Polisario: Algeria embarrassed by resurgence of enforced disappearance case
The disappearance in mysterious circumstances in the center of Algiers in early 2009 of Ahmed Khalil, a senior Polisario executive, has resurfaced.
The family members of the Moroccan Sahrawi, Ahmed Khalil, who held the position of Advisor on Human Rights to the Polisario leader, Mohamed Abdelaziz, denounced the disappearance anew holding the Polisario leadership fully responsible for this act.
“What we want is justice,” the missing person’s son, Rachid Khalil, told Europa Press on Saturday.
Ahmed Khalil, whose six brothers are imprisoned in the Tindouf camps in Algeria, had not been heard from since early 2009, when he made a trip to Algiers to give lectures on human rights at universities in the Algerian capital.
At the time, persistent reports spoke of Ahmed Khalil’s abduction by Polisario militia with the help of the Algerian intelligence services, which suspected him of wanting to escape the camps and join Morocco.

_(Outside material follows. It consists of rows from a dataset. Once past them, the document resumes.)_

PR #2760, opened 2026-07-22
fix(Select): fix availability of error popover with placement inside

### LINKED ISSUE #2759: [Select] Error tooltip does not open with errorPlacement="inside"
### Describe the bug

When Select is invalid and errorPlacement="inside" is used, hovering the error icon does not open the error popover.

The main control button has a ::before pseudo-element with position: absolute and inset: 0. It is painted above .g-select-control__error-icon and intercepts pointer events.

Expected: hovering the error icon displays the error message.
Actual: the hover is intercepted by button[role="combobox"] and the popover does not open.

Setting z-index: 1 on .g-select-control__error-icon fixes the issue. The neighboring .g-select-clear element already uses the same z-index.

**Impact: After deploying our application release 2.388.2, validation error tooltips in Select controls stopped opening. Users can see the error icon but cannot access the validation message. This issue is currently blocking our release.**

### Reproduction

https://preview.gravity-ui.com/uikit/iframe.html?id=components-inputs-select--with-inside-error&viewMode=story

### Steps to reproduce

1. Open the WithInsideError Select story.
2. Hover the error icon inside the Select control.
3. Observe that the error popover is not displayed.

### Environment

@gravity-ui/uikit: 7.46.0
OS: macOS Sequoia 15.6.1
Browser: Yandex Browser 26.3.5.866

Also reproducible in the official Gravity UI Storybook.

### Validations

benax-se:
Closes  #2759

## Summary by Sourcery

Ensure Select shows its inside error popover when hovering the error icon by adjusting stacking and adding a regression test.

Bug Fixes:
- Fix inside-placed Select error icon so its popover opens on hover instead of being blocked by the control’s decorative layer.

Enhancements:
- Document the design rationale and scope for the Select inside error popover stacking fix in a new spec file.

Tests:
- Add a Playwright visual regression test that verifies the inside error popover becomes visible when hovering the Select error icon.

### DIFF
--- a/src/components/Select/__tests__/Select.error.test.tsx
+++ b/src/components/Select/__tests__/Select.error.test.tsx
@@ -1,3 +1,5 @@
+import userEvent from '@testing-library/user-event';
+
 import {render, screen} from '../../../../test-utils/utils';
 import {CONTROL_ERROR_MESSAGE_QA} from '../../controls/utils';
 import {Select} from '../Select';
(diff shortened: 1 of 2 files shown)


src/components/Select/__tests__/Select.visual.test.tsx
```diff
@@ -232,6 +233,20 @@ test.describe('Select', {tag: '@Select'}, () => {
         });
     });
 
+    test('opens inside error popover on hover', async ({mount, page}) => {
```
amje: This test should be placed inside the Select.error.test.tsx. Current file is for visual checks with screenshots

amje (changes requested):

src/components/Select/__tests__/Select.visual.test.tsx
benax-se: Moved to Select.error.test.tsx and rewrited it to unit test

amje (approved):

korvin89 (approved):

In 2014, the Forum for the support of Tindouf autonomists (Forsatin) asserted in a statement that Khalil had been kidnapped and possibly eliminated for having openly criticized the serious violations of human rights in the Tindouf camps.
Precisely, before he disappeared, Ahmed Khalil was going to denounce, during his trip to Algiers, the violations and abuses committed by the Polisario torturers at the orders and with the blessing of the Algerian intelligence services.

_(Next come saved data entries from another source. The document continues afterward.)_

PR #2761, opened 2026-07-23
fix(Tabs): optimize styles and internal markup

amje:
## Summary by Sourcery

Rename and reimplement the Tabs overflow "More" control while aligning tab list layout and focus styles with a gap-based, menu-friendly design.

New Features:
- Introduce the TabMore component as the overflow "More" control for collapsed tabs with dedicated styling.

Enhancements:
- Simplify Tab markup by using native button structure and centralizing text color and focus styles at the root element.
- Switch tab list spacing from per-item margins to container gap, and update collapse logic to work with the new layout.
- Adjust tab typography and max-width behavior to improve truncation and alignment of titles and counters.
- Refine color states for tabs and the "More" control, including hover, focus, active, disabled, and expanded states.

Documentation:
- Update the Tabs migration guide to reference TabMore and reflect the new overflow control behavior.


src/components/tabs/TabList.scss
```diff
@@ -19,8 +18,7 @@ $tabListCollapseItemBlock: '.#{variables.$ns}tab-list-collapse-item';
             --_--item-border-width: 2px;
 
             #{$tabBlock}__title,
-            #{$tabBlock}__counter,
-            #{$tabListCollapseItemBlock} {
+            #{$tabBlock}__counter {
```
korvin89: 🤖 **AI generated**

**should-fix** — The collapsed "More" trigger's count looks like it loses its size typography here. These per-size selectors now match only `.g-tab__title` and `.g-tab__counter`, but the count is rendered as `.g-tab-more__count`. Since `.g-tab` pulls in `button-reset()` (`font-size: inherit`) and `.g-tab-list` sets no root font-size, the count falls back to the ambient document size instead of `text-body-1/2/subheader-3` — so it renders at a different size than the adjacent "More" label. Previously `.g-tab-list-collapse-item` was part of these groups, which kept it in sync.

Would you consider adding `.g-tab-more__count` (or `.g-tab-more`) to the three per-size groups? For example:

```scss
#{$tabBlock}__title,
#{$tabBlock}__counter,
#{$tabMoreBlock}__count {
    @include mixins.text-body-1();
}
```

src/components/tabs/Tab.scss
```diff
@@ -54,18 +44,15 @@ $blockMenuItem: '.#{variables.$ns}tab-menu-item';
     }
 
     &:focus-visible {
-        #{$block}__content {
-            @include mixins.focus-outline();
-            outline-offset: -2px;
-        }
+        @include mixins.focus-outline();
```
korvin89, line 46: 🤖 **AI generated**

**question** — The focus outline moved from `.g-tab__content` to the root `.g-tab`. Just to confirm the intent here: with `--g-focus-border-radius: 2px` and `outline-offset: -2px`, the effective corner radius was already ~0 on `main` (the 2px radius is fully consumed by the -2px inset), so the ring was effectively square there too — this change doesn't appear to regress the rounding. What it does change is that the ring now wraps the whole `.g-tab` box rather than just the content.

Two small follow-ups: (1) the `border-radius: var(--g-focus-border-radius)` still on `.g-tab__content` (line 26) is now dead — nothing draws it anymore, so it could be dropped; (2) if a rounded focus ring is actually intended, it would need a radius on the root that isn't fully eaten by the `-2px` offset. Is the square, full-box ring the intended look?

src/components/tabs/TabList.scss
amje: Fixed

src/components/tabs/Tab.scss
amje: Dropped redundant radius, square focus ring is ok

korvin89 (approved):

These services, fearing that the foreign press accredited in Algiers, would propagate Ahmed Khalil’s criticism and seditious ideas, choose a radical option, that of silencing him forever.

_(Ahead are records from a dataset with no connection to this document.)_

PR #2769, opened 2026-08-05
feat: add new List

korvin89:
## Summary by Sourcery

Introduce a new unstable List component with virtualization, selection, and drag-and-drop support, integrate it with existing Virtualizer and ListItemView, and add comprehensive tests, stories, and Storybook configuration for raw source imports.

New Features:
- Add an unstable List component with keyboard navigation, typeahead, selection modes, drag-and-drop integration hooks, and support for both listbox and grid ARIA roles.
- Introduce a ListVirtualizer wrapper around the Virtualizer to provide configurable row height estimation, measurement, and overscan for virtualized lists.
- Expose the new unstable List API (component, helpers, types, and moveItem utility) from the unstable entry point for external consumption.

Bug Fixes:
- Adjust ListItemView focus and active-state styling to remove stale hover-on-focus behavior and correctly indicate active and selected states, including for disabled rows.
- Fix Virtualizer containment and spacer flex behavior so scroll containers with max-height and flex layouts maintain correct scroll height and overflow behavior.
- Resolve Storybook raw import handling so ?raw TSX/TS files are served as asset/source instead of being transformed by Babel.

Enhancements:
- Improve Virtualizer measurement by correcting height estimation based on measured rows and handling zero-height measurements to avoid visual jumps during drag-and-drop.
- Refine ListItemView DOM props handling by simplifying prop forwarding and aligning onClick typing with standard React mouse event handlers.
- Add dev-time diagnostics and contract checks for List drag-and-drop adapters, focus owners, and grid keyboard behavior to ensure stable refs and single-tab-stop compliance.

Documentation:
- Add a comprehensive README for the unstable List component documenting usage, sizing, item getters, renderItem patterns, selection, virtualization, drag-and-drop integration, focus ownership, accessibility, and public types.
- Create Storybook stories and MDX docs for the List component, including interactive examples for sizes, selection modes, virtualization, drag-and-drop with pragmatic-dnd, dnd-kit, and hello-pangea/dnd, and focus-owner scenarios.

Tests:
- Add extensive unit tests for the List component covering ARIA structure, keyboard navigation, hover activation, item actions, selection behavior (including ranges and controlled modes), typeahead, drag-and-drop state wiring, text selection suppression, virtualization behavior, and focus-owner integration.
- Add unit tests for ListItemView to validate DOM prop pass-through, click handling, disabled behavior, and state modifiers in the new activation modality model.
- Add tests ensuring List grid-role behavior, including cell navigation with arrow keys, tabbable-children diagnostics, and ARIA numbering under virtualization.

Chores:
- Add drag-and-drop library dev dependencies (@atlaskit/pragmatic-drag-and-drop, @dnd-kit/*) to support List drag-and-drop examples and tests.
- Extend Storybook webpack config with helpers to exclude ?raw imports from script rules and register a dedicated asset/source rule for raw source loading.


src/components/lab/List/SectionHeader.scss
```diff
@@ -0,0 +1,24 @@
...
+    color: var(--g-color-text-secondary);
+
+    @include mixins.text-caption-2;
+
+    &_size_l,
+    &_size_xl {
+        @include mixins.text-caption-1;
+    }
+
+    &:not(:first-child) {
```
amje: The `&:not(:first-child)` selector works in a non-virtualized `List`, but the `Virtualizer` places every header inside its own wrapper, making it always the wrapper’s first child.

src/components/lab/Virtualizer/Virtualizer.tsx
```diff
@@ -77,15 +90,89 @@ export function Virtualizer({
...
+                if (size === 0 && lastMeasured !== undefined) {
+                    return lastMeasured;
+                }
+                // A stable dataset can hold at most `count` distinct keys; more
+                // than that means the data shrank or got replaced and the cache
+                // now carries orphaned keys — their sizes skew the ratio and
+                // leak memory, so drop the whole cache and rebuild it from the
+                // current window. Append-only growth (infinite scroll) keeps
+                // size <= count and is preserved.
+                if (correction.sizes.size > count) {
```
amje, line 166: The cache retains measurements from previous items and is cleared only when `sizes.size > count`. When a large list is replaced with another list having the same `count`, stale measurements may continue to distort the correction ratio, total scroll height, and row positions. Similarly, changing `size` or `estimateItemSize` continues to use the old `estimatedTotal`. The cache should either be invalidated or its stored estimates updated.

src/styles.d.ts
```diff
@@ -0,0 +1,7 @@
+declare module '*.scss';
```
amje: Why is this needed?

src/components/lab/List/__stories__/List.stories.tsx
```diff
@@ -0,0 +1,668 @@
...
+            control: 'text',
+            description: 'The accessible name of the list (or use `aria-labelledby`)',
+        },
+    },
+};
+
+// The four row sizes. The size is passed to the row view (its height, paddings
+// and typography) and is the source of the default height estimate of the
+// virtualization layer
+const sizes = ['s', 'm', 'l', 'xl'] as const;
```
amje, line 146: The size grid is inconsistent with other components, Button has 24, 28, 36, 44. LabMenu has 24, 28, 32, 36 which uses the same ListItemView, while this List has 24, 28, 34, 42

src/components/lab/List/List.scss
```diff
@@ -0,0 +1,46 @@
+@use '../../variables';
+
+$block: '.#{variables.$ns}list-v2';
```
amje: Maybe just `g-lab-list`?

src/components/lab/List/SectionHeader.scss
korvin89: 🤖 AI generated

Good catch — under virtualization every header is the first child of its own positioned wrapper, so the selector never matched and the flat and virtualized renders disagreed. Fixed in 93af068d: the spacing is driven by data (the core marks the header that opens the list with `data-first-row`) and uses padding instead of margin, so the wrapper measurement counts it.

src/components/lab/Virtualizer/Virtualizer.tsx
korvin89: 🤖 AI generated

Agreed, with one nuance on the first scenario: replacing the list with another one of the same count but new keys mostly self-heals — the first measured new key overflows `sizes.size > count` and the whole cache is rebuilt. What did not self-heal was a change of `size`/`estimateItemSize`: the accumulated `estimatedTotal` belonged to the old estimates and kept skewing the unmeasured tail. Fixed in 459b29ee — the list now passes a `getItemSize` whose identity is stable while the estimate configuration is, and the virtualizer restarts the correction when the identity changes. The remaining known limitation is rows that keep their keys but change height outside the window: they re-measure once scrolled into view.

src/styles.d.ts
korvin89: 🤖 AI generated

The `*?raw` declaration types the raw-source imports used by the docs page and the story Code panels (`List.stories.tsx`, `ListDragAndDropLibraries.stories.tsx` and `Docs.mdx` import example sources as text) — without it `tsc` fails with TS2307 on exactly those imports. The `*.scss`/`*.css` lines turned out to be unnecessary — the typecheck passes without them — so the file is trimmed to just the `*?raw` declaration in f4491d23.

src/components/lab/List/__stories__/List.stories.tsx
korvin89: 🤖 AI generated

Confirmed — the mechanics: the content line-height is a fixed 18px while the block paddings grow with the size (2/4/8/12px), so at l/xl the paddings overflowed the declared min-heights (32/36) and a single-line row rendered 34/42px tall; s/m were saved by min-height centering.

Fixed in fe0e8322 by shrinking the paddings (l 8→6px, xl 12→8px): single-line rows now land exactly on the declared 24/28/32/36 grid, and rows with a description hit min-height + 16 precisely (48/52). This also makes the virtualization height estimates of lab/List exact.

On which grid to target: aligned to 24/28/32/36 rather than Button's 24/28/36/44 deliberately — it is the grid the Select options live on today (`SIZE_TO_ITEM_HEIGHT`: l 32, xl 36), so migrating Select onto this list will not change the popup geometry. If the design direction is a single control grid instead, switching is a two-line change (min-height l→36 / xl→44) at the cost of taller Select popups — happy to discuss.

src/components/lab/List/List.scss
korvin89: 🤖 AI generated

Done in 0c4f80fb: the root block is `g-lab-list` and the section header is `g-lab-list-section-header`. Checked for collisions first — `g-lab-list` was unused in the repo, and the existing `g-lab-list-item-view` is a separate block, so the selectors do not intersect.

amje (approved):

Informal Sahrawi sources assure however that Ahmed Khalil is still alive and is being held by the DRS in a secret location in Ben Aknoune.
Rachid Khalil, resident in San Sebastian (Spain,) lodged a complaint about his father’s case with the UN Working Group on Enforced or Involuntary Disappearances (WGEID.) He simultaneously called on international Human Rights NGOs to put pressure on Algiers “to prevent the risk of physical liquidation” of his father, a fate that awaits any opponent or dissident to the Polisario.